What about the step-mis-alignment problem? (I would do a sketch, if I could be bothered...)
As your ruler is only 9km long, you need to move it 9km to make your next measurement 'step'. To get an accurate measurement, the ruler needs to be in perfect alignment with how it was for the last step, in 5 dimensions no less. Which, for a ruler this big, will be virtually impossible...

[neutrinos shadow], see my last anno of Jan 9. It removes the need for end-to-end positioning. The height becomes basically irrelevant. And ground-surveying techniques can compensate for modest angles away from the desired GCR line.
 — Vernon, Jan 11 2012

 //The art of playing along for a jolly wheeze.// Well, maybe.

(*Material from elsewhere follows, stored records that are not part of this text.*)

PR #2075, opened 2025-10-27
1963 continue model catalog refactor

### LINKED ISSUE #1963: Continue Model Catalog Refactor
With Catalog import refactor, we will start with Model:
 
1. Match ModelImportForm.tsx component to designs
2. Fix Submission on ModelImportForm.tsx
3. Add necessary validations for Model form
4. Get Zip Upload working with Model import
5. Ensure all pre-existing model tiles are working in new component flow.  (Do not change data structures)

 
https://www.figma.com/design/E7x1Cpz6YZSCDHCJ6E3HQ6/Add-Model-Flow?node-id=0-1&p=f&m=dev

### Files associated with feature:

Image

### Zoom Recording regarding ask

Please ask @ehynd or @Paulson-Robert for the recording of this feature

JaganSomannaKanini:
## Description
This PR is regarding the refactoring of the model catalog.

## Changes Made

- Matching the ModelImportForm.tsx component to designs.
- Fixed Submission on ModelImportForm.tsx.
- Added necessary validations for Model form.
- Zip Upload working with Model import.
- Also added a new property in the data structure called "category" to specify the individual field to which category it belongs, this is helpful when we display the fields in the frontend.
- The description part for the General, Settings and the Credentials are also dynamic with respect to the model type. The constant for the same is being added to the data structure with the name "Category" alongside with providers.
- The "Custom" model for every type of models is being renamed with "Others", and the image is updated with the relevant model image.

## How to Test

- Go to Models catalog and click on Add Model.
- Select the type model in which you want to create the model.
- Fill out the required fields and hit create.
- The model should be created.

## Notes
image

image

image

image

image

image

image

image

image


johbaxter:
### OpenAI-Compatible:

- [X] Can we add a field called “Deployment Type” that will go into the init script as deployment_type. This should have options for “vLLM” and “TGI”.

**For OpenAI-Compatible, should it be the same init script as OpenAI? Assuming yes**

---

### OpenAI:

- [X] For the chat-type options, we need to add an additional option for “responses”

---

### OpenAI Azure:

- [X] I think that Deployment Name needs to be replaced with a field called API Version which should go into the init script as api_version and should be required.
- [X] We should also add “responses” to the chat-type options as we did above for OpenAI.

---

### Google Vertex:

- [x] I need a way to pass a Project field to the init script as project

**I added a project field to form, and also put placeholder for project in init script**

- [ ] I also need an optional field called Service Account Credentials that can be passed to the init script as service_account_credentials. This should be a larger text box and needs to maintain the formatting that is pasted in (json)

**added optional field, and added to init script**

---

### All Providers:

- [x] The selections for “Record Questions and Responses” and “Keep Conversation History” should always default to true in the dropdowns.

- [x] The AWS Bedrock Catalog seems to ask for Context Window but none of the other catalogs do. We should ask for that in each catalog and pass it to the init script as context_window

**I also added VAR_NAME and INIT_SCRIPT to aws bedrock, it was never there**

- [x] Is it possible to update the init script if the user changes a field? For example, if I edit the max completion tokens field, it does not update the init script? Therefore this field would not actually get used.

**I think your saying actually fill out the placeholders in the init script, and send to backend with filled out params as such**

"""import genai_client;johns_var = genai_client.OpenAiClient(model_name = 'gpt3.5', api_key = '3873787823', chat_type = 'responses)"""

**Also should i just disable that init script field, and it only gets updated when respective user updates field**

**Also is every field supposed to just be put into the init script. Stuff like MAX_INPUT_TOKENS and MAX_TOKENS**  


- [ ] Most of the embedding model selections for the different providers seems broken. If I click on the embeddings selection for OpenAI it brings up the old Davinci model.

**I'll have to touchbase with you on this**


- [x] I don't think we should even make users write in their own variable name, its kind of confusing and never really gets used by anyone but us when we are debugging. We could probably just make it default to something like openAiModel or whatever kind of model they are making.

**I can hide this field, sounds like its pointless to user**

johbaxter:
**A:**

image

Do we want this  ^

**B:**

image

Or this ^

johbaxter:
@JaganSomannaKanini Going to ask you to continue on my branch

This was a remark brought up in above comment

**_"Most of the embedding model selections for the different providers seems broken. If I click on the embeddings selection for OpenAI it brings up the old Davinci model."_**

---

In the data structure that we have in `model-import.constants`  

**below is where im referencing in the screenshot

image

You'll notice that we have 2 types of forms, one for regular llms

image
 
and one for embeddings

image

Currently this is our model catalog

image

---

What i need done is for you to make sure that when you click a tile that is labeled as embeddings

image

I need you to show these fields in the data structure

image

---

### Task


- [x] any tile that is embeddings in the catalog ensure that you show the respective form
- [x] Fix sizes of textField and Select boxes to match in size

image

johbaxter:
Would be nice if we beef up the catalog and show more tiles.

I put the link to various provider catalogs.  Important part is making sure the model id is correct.

image

johbaxter:
image

@ehynd @kunal0137 @ryanweiler92 

Alright so im merging this into dev, it is not done. (You can still upload zip no prob)

But it has the refactored code, and everything a bit easier to work on.

Im gonna focus on feedback with OpenAI first and then after we will fix the subsequent providers one by one ( should be easy once i get OpenAi reqs down )

---
**What i think is left over**
---

- Fix the init scripts to pull all the respective fields like MAX_TOKENS and such
- maybe change embeddings form fields and actually tag the model with 'embeddings'

PR #2193, opened 2025-11-11
Vitest for playground

memisrose:
## Description

- Upgraded to vitest v4
- Each package (that has a vitest.config) should be able to use pnpm run test:ui to launch the vitest browser
- Add vitest to playground
- run `turbo run test` at the root to run all tests

Blocker:
- unable to use turbo and run staged tests


neelneelneel (dismissed):
- [x] Add Lock File
- [x] Can we put tests next to the component itself? We can just have it end in .test.tsx

neelneelneel (approved):

PR #2197, opened 2025-11-12
feat(client): fixed issues on Team Permission page

### LINKED ISSUE #2189: Issues of team permission page

Team Permission Page is giving issue during creating team and add filter section

### Expected Result

_No response_

### Actual Results

_No response_

### Additional Context

_No response_

### Requirements or Tasks

_No response_

- [x] Yes

- [x] Yes

snehakumari369:
## Description
- When we click on add member no multiple calls are going.
- Add new team no longer throws an error on success.
- Showing user id, email, type in add members for teams similar to add members on app.
- Gave padding between members when we select multiple members to add.
- Fixed the issue where navigating to the next page and returning caused previously selected members (with same name) to appear duplicated.
- Removed the duplicate 'Added Date' column and fixed the column header positions.
- Added proper 'No Apps found.' and 'No Engines found.' messages when search results are empty, aligning the behavior with the members list.
- Resolved the styling bug where selecting a single member turned the email into a clickable link; it now remains non-clickable as intended.

## Changes Made
Added and updated logic in:
- AddTeamModal.tsx
- TeamMembersTable.tsx
- TeamEnginesTable.tsx
- TeamProjectsTable.tsx

## How to Test
- Create a new team - it should not throw any error.
- When we click on Add Members, member list should display both name and member id (email).
- When we search an app or engine and the search results are empty, it should throw proper error messages.
- When we navigate back from the next page, the selected members should not be duplicated.
- When we select multiple members to add, there should be no styling issues.


snehakumari369:
Issue: Add new team is throwing on error on success
Before:
image

After:
image

Issue: No padding/spacing or other stylying issue when we select multiple members to add and turned email into non-clickable link.
Before:
image

After:
image

Issue: When we want to Add members, option only shows Name. (Now it shows, Name, User Id, Email and Type)
Before:
image

After:
image

Issue: There were two columns for 'Added Date' for members, and the position of column headers was incorrect.
Before:
image

After:
image

Issue: Duplicate members appear when navigating back to previous page of members.
Before:
image

After:
image

Issue: When searching for Apps and Engines, if the search result is empty, it redirects to Add Apps/ Engines page, rather then giving a not found message.
Before:
image
image

After:
image
image

PR #2215, opened 2025-11-18
Resolved name param issue from app zip upload & app clone

### LINKED ISSUE #2173: Remove name param from app zip upload

### Description

When uploading an app zip, the name param is asked for in the modal. However, this is not ever passed to the app as it takes the name from the uploaded zip.  This field can be removed from the upload modal so the user does not get confused. 

### Relevant Feature or Code

Image

### Requirements (what)

- [x] Remove name field from upload app modal

Vishal24-Kanini:
## Description
In this PR i have fixed the issue related to name param between app zip upload & app clone. According to the requirement name param should be there while app cloning but not required while app zip upload.
I rendered the name param conditionally in both functionalities as they using the same component for name param.

## Changes Made
- conditionally render name param from AppDetailsStep component.
### name param will be there while cloning app.
image 

### name param will not be there while app zip upload
image

## How to Test

2. Expected outcomes


Paulson-Robert (approved):
Approved

PR #2230, opened 2025-11-19
MCP SDK changes

tevanburen:
## Description
- Pass roomId from playground to the child apps
- SetRoomForInsight on playground and child apps (a flag can disable this behavior)
- Expose tool info to child apps


libs/sdk/src/js-frameworks/react/contexts/Insight.context.tsx
```diff
@@ -78,15 +85,15 @@ export const InsightProvider = (props: InsightProviderProps) => {
...
-	}, [insight, insight.actions]);
+	}, [insight, insight.actions, syncInsight]);
 
 	// initialize the insight / destroy
 	useEffect(() => {
 		// initialize the insight
-		insight.initialize(options).finally(() => {
-			// update the state
+		(async () => {
+			await insight.initialize(options);
```
neelneelneel: This shouldn't be changed - .finally allows it to be run even if an error it thrown

packages/playground/src/pages/room-page.tsx
```diff
@@ -88,17 +89,15 @@ export const RoomPage = observer(() => {
...
-				};
+				tool: MCPToolResponse;
 			}>,
 		) => {
 			try {
-				if (!event.data || event.data.type !== "SMSS_EXEC_TOOL") {
+				if (
+					!event.data ||
+					event.data.type !== "SMSS_EXEC_TOOL" ||
+					room.roomId !== event.data.tool.roomId
```
neelneelneel: This isn't necessary. Will brake older apps calling tools.

packages/playground/src/stores/room/room.store.ts
```diff
@@ -358,7 +358,7 @@ export class RoomStore {
 					{ OPTIONS?: RoomStoreInterface["options"] }, // partial because this doesn't work for old rooms
 				]
 			>(
-				`GetPlaygroundMessages(roomId=["${this._store.roomId}"]); GetRoomOptions(roomId=${JSON.stringify(this._store.roomId)});`,
+				`GetPlaygroundMessages(roomId=["${this._store.roomId}"]); GetRoomOptions(roomId=${JSON.stringify(this._store.roomId)}); SetRoomForInsight(roomId=${JSON.stringify(this._store.roomId)});`,
 			);
```
neelneelneel, line 362: I dont think this needs to be called. @kunal0137 - is this accurate?

neelneelneel (changes requested):

packages/playground/src/stores/room/room.store.ts
kzsb03: Think it does, else how are we linking the room folder?

kzsb03 (approved):

kzsb03 (approved):

PR #2281, opened 2025-11-21
[DRAFT] 2211 add ability to batch database calls from notebook cells datagrid block

### LINKED ISSUE #2211: Add Ability to Batch Database Calls from Notebook Cells / DataGrid Block

### Description

As of right now, there is no way to batch calls when necessary (e.g. making a DB call that will return thousands of rows). We need a way to batch the DB calls from a custom SQL cell, and a FE solution for running the preceding/proceeding batch.

### Relevant Feature or Code

1.) Add ability to batch calls for the custom SQL cell
2.) Add ability to run batched calls via the DataGrid block

### Requirements (what)

1.) Add ability to batch calls for the custom SQL cell
2.) Add ability to run batched calls via the DataGrid block

tzylks:
## Description
Add in ability to batch calls via QueryImportCell, and call in additional batches via the data grid. The data grid UI will change if batching is enabled for the block associated with the frame. User will be able to filter, and has the option to enable exporting via the GridBlock settings. If enabled, an export button will appear that will allow the user to enable all fields that are present in the data grid. 

## Changes Made
1.) Add ability to batch calls via QueryImportCell
2.) Update UI for DataGrid when batching is enabled for the frame selected
3.) Add ability to enable exporting of DataGrid data
4.) Add ability to filter on DataGrid

## How to Test
1.) Create a custom sql cell.
2.) Enable batching and set the batch amount.
3.) Run the query
4.) Attach DataGrid block to frame.
5.) Go to block settings for DataGrid > tools > Enable Export for Data Grid
6.) Export Button should appear above data grid and export data via CSV when clicked
7.) Click on Filter button above data and ensure you can filter columns


ehynd:
two things! @trevorzylks 

image

is there a reason I can't delete the entire number in the box? I'm unable to change this to "40" in an easy way for example since I can't backspace on the "5" that's in the box.  

Could we add the batching to the bottom cell as well? This is the import data type from data catalog cell.

ehynd:
could you also please align all the tools to the left with icons on the right? this was an existing style issue but would be great to fix: 
current state: 
image


what it should look like: 
image

tzylks:
@ehynd pushed up some changes. Can you test again?

PR #2291, opened 2025-11-24
fix: add default style to overwrite tailwind

### LINKED ISSUE #2224: Text and heading blocks all show up the same

1. Go to drag and drop app 
2. Drag in text block 
3. Drag in Heading 1 block 
4. Notice that they show up the same 
5. This is true for all Heading blocks 

### Expected Result

Different heading options will be bolded/different sizes 

### Actual Results

Image

All text/heading blocks show up the same 

### Additional Context

_No response_

### Requirements or Tasks

- [ ] For simplicity sake, hide the 6 heading boxes. The same outcome can be achieved by just using the text block, and users won't be confused on the differences. 

- [x] Yes

- [x] Yes

travon-speller:
## Description

Updated global CSS to reset the base header tags styling to user agent

## Changes Made

Updated global CSS to reset the base header tags styling to user agent

## How to Test

1. Create/Go to a Drag and Drop app
2. Drag the different headers onto the canvas and see they default to the correct size

## Notes

Screenshot 2025-11-21 154718


neelneelneel (changes requested):
Updating the global styles will reflect in other places. I recommend updating it at the block level.

travon-speller:
updated it to use block level settings

neelneelneel (approved):

PR #2303, opened 2025-11-25
2216 vector catalog refactor

JaganSomannaKanini:
## Description
In this PR the refactoring of the vector database catalog is done.

## Changes Made

- The data structure of the vector database catalog
- File upload button is moved along side the search.
- The UI of the tiles is now matching the model catalog.
- The form UI has a new look based on the figma.

## How to Test

1. Select the Vector catalog.
2. You will see different types of database to add, select any one.
3. Fill out the form.
4. On submission the database is added to vector catalog.

## Notes
@johbaxter 

- In the data structure, for the "select" component, the options section has both display and value. The reason for keeping this is in some cases we have completely different value and display names.
- A new property is added "optionRule" to handle the pixel call for the select component.
- In the tiles I have retained the image instead of the name. If we do not provide the image the trimmed name would appear  same as in model catalog tiles.
- I have added the link also pointing to the official documentation of the respective database.

image

image
image


JaganSomannaKanini:
Duplicate PR

PR #629, opened 2023-09-27
Close #628 line-items api 

### LINKED ISSUE #628: Line items api

panhachom:


app/models/concerns/spree_cm_commissioner/order_filter_scopes.rb
```diff
@@ -0,0 +1,35 @@
+module SpreeCmCommissioner
+  module OrderFilterScopes
+    extend ActiveSupport::Concern
+
+    included do
+      scope :filter_by_event, lambda { |event|
+        case event
+        when 'upcoming'
+          complete.joins(:line_items).where('spree_line_items.to_date < ?', Time.current)
```
channainfo, line 9: upcoming: to_date >= Date.current
completed to_date < Date.current

app/models/concerns/spree_cm_commissioner/order_filter_scopes.rb
```diff
@@ -0,0 +1,35 @@
...
+
+      scope :filter_by_request_state, lambda {
+                                        where(state: :complete, payment_state: :paid)
+                                          .where.not(request_state: nil)
+                                          .order(created_at: :desc)
+                                      }
+
+      def event_status
+        if complete?
+          return 'complete' if line_items.all? { |line_item| line_item.to_date && line_item.to_date > Time.current }
```
channainfo, line 27: use Date.current and with the. >=

app/models/concerns/spree_cm_commissioner/order_filter_scopes.rb
channainfo: Upcoming and complete should be filtered on the line_items. Let's simplify by displaying the line items instead of the orders. Having orders in the upcoming and complete are confusing and complicated.

channainfo (changes requested):

app/controllers/spree/api/v2/storefront/line_items_controller.rb
```diff
@@ -0,0 +1,19 @@
+module Spree
+  module Api
+    module V2
+      module Storefront
+        class LineItemsController < ::Spree::Api::V2::ResourceController
+          before_action :require_spree_current_user
+
+          def collection
+            spree_current_user.line_items.filter_by_event(params[:event])
```
theachoem, line 9: Allow sort here, implement can be similar to orders_controller which support multi sorts.

theachoem: one must have field is :to_date, user can sort latest events

theachoem: image

https://api.spreecommerce.org/docs/api-v2/973a8ce6cadad-list-all-products

app/serializers/spree/v2/storefront/line_item_serializer_decorator.rb
```diff
@@ -4,6 +4,10 @@ module Storefront
       module LineItemSerializerDecorator
         def self.prepended(base)
           base.attributes :from_date, :to_date, :vendor_id, :need_confirmation, :product_type
+          base.attribute :order_number do |line_item|
+            line_item.order.number
```
channainfo, line 8: Create a new line_item serializer and use  belongs_to :order instead, this way we will not endup using n+1 query. When we want the order ( number ) we can invoke includes(:order)

channainfo (changes requested):

PR #631, opened 2023-09-27
close #630 add application controller decorator to ActionController::API

### LINKED ISSUE #630: Add ApplicationControllerDecorator logics to ActionController:API

theachoem:


app/controllers/spree_cm_commissioner/action_controller/api_decorator.rb
```diff
@@ -0,0 +1,20 @@
...
+
+      # Annonymous block: https://www.rubydoc.info/gems/rubocop/RuboCop/Cop/Naming/BlockForwarding
+      def set_writing_role(&)
+        ActiveRecord::Base.connected_to(role: :writing, &)
+      end
+    end
+  end
+end
+
+unless ActionController::API.included_modules.include?(SpreeCmCommissioner::ActionController::ApiDecorator)
```
channainfo, line 16: Can you have it to a specific controller?  If we do a writing role to the root controller, reading role will never be used

channainfo (changes requested):

app/controllers/spree_cm_commissioner/action_controller/api_decorator.rb
theachoem: We don't call it yet bong. If not put it, would raise error on child api controller that call that method.

PR #656, opened 2023-10-04
Close #655 enhance vendor query response for JsonLD

### LINKED ISSUE #655: enhance vendor query response for JsonLD
adding image_url attributes to vendor serializer for JsonLD

kimsrung:
image

### DIFF
--- a/app/controllers/spree/api/json_ld/vendors_controller.rb
+++ b/app/controllers/spree/api/json_ld/vendors_controller.rb
@@ -1,0 +1,15 @@
+module Spree
+  module Api
+    module JsonLd
+      class VendorsController < ::Spree::Api::V2::Storefront::VendorsController
+        def resource_serializer
+          SpreeCmCommissioner::JsonLd::VendorSerializer
+        end
+
+        def collection_serializer
+          SpreeCmCommissioner::JsonLd::VendorSerializer
+        end
+      end
+    end
+  end
+end
--- a/app/controllers/spree/api/json_ld/vendors_controller.rb
+++ b/app/controllers/spree/api/json_ld/vendors_controller.rb
@@ -9,6 +9,10 @@ module Spree
         def collection_serializer
           SpreeCmCommissioner::JsonLd::VendorSerializer
         end
+
+        def scope
+          ::Spree::Vendor.active.includes(:image)
+        end
       end
     end
   end
--- a/app/models/spree_cm_commissioner/vendor_decorator.rb
+++ b/app/models/spree_cm_commissioner/vendor_decorator.rb
@@ -137,6 +137,14 @@ module SpreeCmCommissioner
     def generate_code
       self.code = (code.presence || name[0, 3].upcase)
     end
+
+    def full_address
+      address = stock_location.address1 || stock_location.address2
+      address += "  #{stock_location.city}" if stock_location.city.present?
+      state_name = Spree::State.find(stock_location.state_id)&.name if stock_location.state_id.present?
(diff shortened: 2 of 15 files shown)


app/models/spree_cm_commissioner/vendor_decorator.rb
```diff
@@ -137,6 +137,14 @@ def selected_option_value_vendors_ids
     def generate_code
       self.code = (code.presence || name[0, 3].upcase)
     end
+
+    def full_address
```
channainfo, line 141: This method is complicated and resource-consuming and it is easy to mislead for example, if we call this method with a list of vendors, it will cause a crazy query and be very resource-intensive.

If this info is important, let's just create a new field in the vendor and read from it instead.

channainfo (changes requested):

app/serializers/spree/v2/storefront/vendor_serializer_decorator.rb
```diff
@@ -17,6 +17,12 @@ def self.prepended(base)
           base.has_many :active_promotions, serializer: ::SpreeCmCommissioner::V2::Storefront::PromotionSerializer
 
           base.has_one :logo, serializer: ::SpreeCmCommissioner::V2::Storefront::AssetSerializer
+
+          base.attribute :image_url do |vendor|
+            image = vendor.image || vendor.logo
```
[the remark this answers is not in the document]
kimsrung: yes, we need that image for JSON-LD only. Sometimes, logo is blank. That's y I use image or logo.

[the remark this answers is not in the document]
channainfo: If you need a specific logic for JSON-LD, create a new serializer under jsonld instead. Take into account that adding a new model to a serializer will put a huge burden on others who use the same serializer.

channainfo (changes requested):

app/controllers/spree/api/json_ld/vendors_controller.rb
```diff
@@ -0,0 +1,15 @@
...
+    module JsonLd
+      class VendorsController < ::Spree::Api::V2::Storefront::VendorsController
+        def resource_serializer
+          SpreeCmCommissioner::JsonLd::VendorSerializer
+        end
+
+        def collection_serializer
+          SpreeCmCommissioner::JsonLd::VendorSerializer
+        end
+      end
```
channainfo, line 12: we need to make sure that the collection is eager load the image includes(:image)

app/serializers/spree_cm_commissioner/json_ld/vendor_serializer.rb
```diff
@@ -0,0 +1,15 @@
+module SpreeCmCommissioner
+  module JsonLd
+    class VendorSerializer < ::Spree::V2::Storefront::VendorSerializer
+      set_type :vendor
+
+      attributes :image_url
+
```
channainfo, line 7: has_one :image

app/serializers/spree_cm_commissioner/json_ld/vendor_serializer.rb
```diff
@@ -0,0 +1,15 @@
+module SpreeCmCommissioner
+  module JsonLd
+    class VendorSerializer < ::Spree::V2::Storefront::VendorSerializer
+      set_type :vendor
+
+      attributes :image_url
```
channainfo, line 6: remove this, we use includes(:image) instead.

channainfo (changes requested):

PR #658, opened 2023-10-04
close #657 add event date to taxon

### LINKED ISSUE #657: add event date to Taxon

panhachom:
image
### Task Breakdown
- add to_date and from_date (datetime) to Spree::Taxon
- add validation where product can have only 1 event taxon 
- after line-item created, set line_item.from_date & to_date from taxon.from_date & to_date, so we can fetch upcoming in app.


theachoem (approved):
LGTM!

app/models/spree_cm_commissioner/taxon_decorator.rb
```diff
@@ -7,6 +7,11 @@ def self.prepended(base)
       base.has_one :app_banner, as: :viewable, dependent: :destroy, class_name: 'SpreeCmCommissioner::TaxonAppBanner'
 
       base.validates_associated :category_icon
+      base.scope :event, -> { where('permalink LIKE ?', 'events%') }
```
channainfo, line 10: when we add translation, the events permalink may be changed based on the language of translation. Let's create a new column for taxonomy and taxon called "kind" using enum. On the before save in taxon, we copy valid of kind from taxonomy to the taxon. 

possible enum values for kind: category: 0, cms: 1, event: 2

channainfo (changes requested):

PR #719, opened 2023-10-18
Close #718 improve public qr generator

### LINKED ISSUE #718: Improve public QR generator
Provide an ability to do a check to safeguard server resources.

- The QR data "#{order.number}-#{order.token}"
- At the server side, check the format of the QR data ( it should start with R, the token length ) before querying to make sure it is not overwhelming the DB server.
- Query by order.token to get the order.

kimsrung:


app/controllers/spree_cm_commissioner/qr_images_controller.rb
```diff
@@ -1,6 +1,10 @@
 class SpreeCmCommissioner::QrImagesController < ApplicationController
   def show
-    order = Spree::Order.find_by!(token: params[:id])
+    token = params[:id].match(/^R\d{9,}-([A-Za-z0-9_\-]+)$/)&.captures
+
+    return unless token
```
channainfo, line 5: if the token is not valid we can raise not found status code. We need to add a spec for this.

I think it would be better to have a method in the Order to find the order by qr_data. we test this method instead of the controller.

channainfo (changes requested):

PR #802, opened 2023-11-13
Close #769 discount maximum cap

### LINKED ISSUE #769: Discount maximum (CAP)
@channainfo

kimsrung:


app/models/spree_cm_commissioner/order_decorator.rb
```diff
@@ -39,6 +40,20 @@ def base.search_by_qr_data!(data)
...
     end
 
+    def adjust_discount_by_cap
+      promotion_adjustment = adjustments.promotion.eligible.first
+
+      return if promotion_adjustment.blank? # Check if the order has a promotion adjustment
+
+      promotion = promotion_adjustment.source.promotion
+
+      return unless promotion&.cap # Check if cap exist
```
channainfo, line 50: @kimsrung compare their abs value instead.

app/models/spree_cm_commissioner/order_updater_decorator.rb
```diff
@@ -5,6 +5,13 @@ def update_item_total
       order.item_total = line_items.sum(&:amount)
       update_order_total
     end
+
+    def update_adjustment_total_by_cap(cap)
+      update_adjustment_total
```
channainfo, line 10: let's merge this with the above because this method is dangerous it allows updating the total by a value (cap) without checking the condition and if it gets called anywhere else it will be incorrect.

channainfo (changes requested):

theachoem:
It is great for whole order adjustment, but It will not work with item adjustment Or date-specific item adjustment.

kimsrung:
> It is great for whole order adjustment, but It will not work with item adjustment Or date-specific item adjustment.
> 
> Another approach we can do is putting CAP inside calculable of Spree::Calculator instead.
> 
> `calculator is belongs_to :calculable`. Caculatable here can be CreateAdjustment, CreateItemAdjustments, or CreateDateSpecificItemAdjustments.
> 
> Then, we can override compute method or override it logic based on a specific calculator:
> 
> ```ruby
> def compute
>    return super unless calculable.defined?(:cap)
> 
>    [super, calculable.cap].min
> end
> ```
> 
> This will be a lot of change but please take it into consideration.
> 
> 

From what I know, we apply cap to whole order only. We would get final price and calculate. And this cap would be on promotion only. In case you apply the promotion without cap, everything is still the same. We can write spec to verify this.

app/models/spree_cm_commissioner/order_updater_decorator.rb
```diff
@@ -5,6 +5,23 @@ def update_item_total
...
+
+      promotion_adjustment = adjustments.promotion.eligible.first
+
+      return if promotion_adjustment.blank? # Check if the order has a promotion adjustment
+
+      promotion = promotion_adjustment.source.promotion
+
+      return unless promotion&.cap && order.adjustment_total.abs > promotion&.cap # Check if cap exist
+
+      order.adjustment_total = order.promo_total = promotion.cap * -1
```
channainfo, line 21: create a new var to represent promotion.cap * -1 and give it a meaningful name.

app/models/spree_cm_commissioner/calculator/percent_on_line_item_decorator.rb
```diff
@@ -0,0 +1,18 @@
+module SpreeCmCommissioner
+  module Calculator
+    module PercentOnLineItemDecorator
+      def compute(object)
```
channainfo, line 4: do you think we can find a universal place to override this method for all of the calculators instead of having to override one by one.

channainfo (changes requested):

app/models/spree_cm_commissioner/promotion/actions/create_date_specific_item_adjustments.rb
```diff
@@ -36,8 +36,11 @@ def compute_amount(line_item)
         def compute_line_item_amount(line_item)
           line_item.date_range.filter_map do |date|
             if promotion.date_eligible?(date)
-              line_item_per_unit = Struct.new(:amount, :currency, :quantity)
-                                         .new(line_item.amount_per_date_unit, line_item.currency, line_item.quantity)
+              line_item_per_unit = Struct.new(:amount, :currency, :quantity, :price, :cap)
+                                         .new(line_item.amount_per_date_unit, line_item.currency,
+                                              line_item.quantity, line_item.price, calculator&.cap
```
theachoem, line 41: If cap is already in calculator, I think no need to put cap to line item struct object here.

db/migrate/20231117032031_add_cap_to_spree_calculator.rb
```diff
@@ -0,0 +1,5 @@
+class AddCapToSpreeCalculator < ActiveRecord::Migration[7.0]
+  def change
+    add_column :spree_calculators, :cap, :float, if_not_exists: true
+  end
```
theachoem, line 4: Instead of putting cap on both promotion and calculator, what do you think of putting just one? but in promotion action instead. Some actions may not support cap, so we can do that in action instead.

app/models/spree_cm_commissioner/promotion/actions/create_date_specific_item_adjustments.rb
theachoem: image

app/models/spree_cm_commissioner/calculator/percent_on_line_item_decorator.rb
theachoem: I still think putting caculation in promotion action is more central point. We can put both cap db field and do all caculation there in single place. We only need to decorate 3 class.

- Promotion::Actions::CreateAdjustment
- Promotion::Actions::CreateItemAdjustments
- Promotion::Actions::CreateDateSpecificItemAdjustments

db/migrate/20231117032031_add_cap_to_spree_calculator.rb
kimsrung: let's try

kimsrung:
bong @channainfo , after refactoring code I think we are no longer need cap on promotion. As of now, I still keep my old code but I would like to remove that after discussion.

Also these classes:
- Promotion::Actions::CreateItemAdjustments
- Promotion::Actions::CreateDateSpecificItemAdjustments
are using the same calculator Spree::Calculator::PercentOnLineItem, so override compute function here would affect all.

as of ItemTotal adjustment, we shall modify in this Spree::Calculator::FlatPercentItemTotal

@theachoem, @channainfo we can try as Thea mentioned to modify in these 3 classes:
- Promotion::Actions::CreateAdjustment
- Promotion::Actions::CreateItemAdjustments
- Promotion::Actions::CreateDateSpecificItemAdjustments
but this shall affected in other calculators. 
For example, Promotion::Actions::CreateAdjustment could have many calculators such as flat_rate, flexi_rate, shipping, tiered_percent.... If we override method calculate in this class, I'm not sure if it would be the right place.

theachoem (approved):
Look good bong, i think adding in caculator make more sense if we want to cap each day.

I get the whole "hey wouldn't it be great to turn a measurable proportion of the Earths mass in to a mega-structure to do something that could be easier and better done with \$40 worth of string or something" fun, but isn't part of the whole "hullaballoon"ish fun that if it was built, it would work? Wouldn't this idea be funner if it was a long string connecting geostationary satellites? I realize the string would be many orders of magnitude longer, but the negation of gravity, the removal of sound and wind vibration and the added fun of accounting for solar wind, micrometeorites and the pressure of background microwave noise to create a TRUE mega-structure that has the added bonus of possibly being able to perform the mock task that it was created to perform as then you could gauge curvature? If it is all for fun, why worry about the moisture absorbency of materials?

Sigh, it saddens me that I have been here so long and it seem I have still have not decoded even the foundations of the humor and the place of engineering within it.
 — MisterQED, Jan 11 2012

I think "foundations" is a bit strong. More a couple of two-by-fours with some plastic sheeting under them.
 — MaxwellBuchanan, Jan 14 2012

[MisterQED] No, no, you're not missing anything - this idea is nonsense. Everyone knows this, it's just [Vernon]'s dogged attempts at ignoring everyone's objections that is keeping the twitching corpse of this idea alive.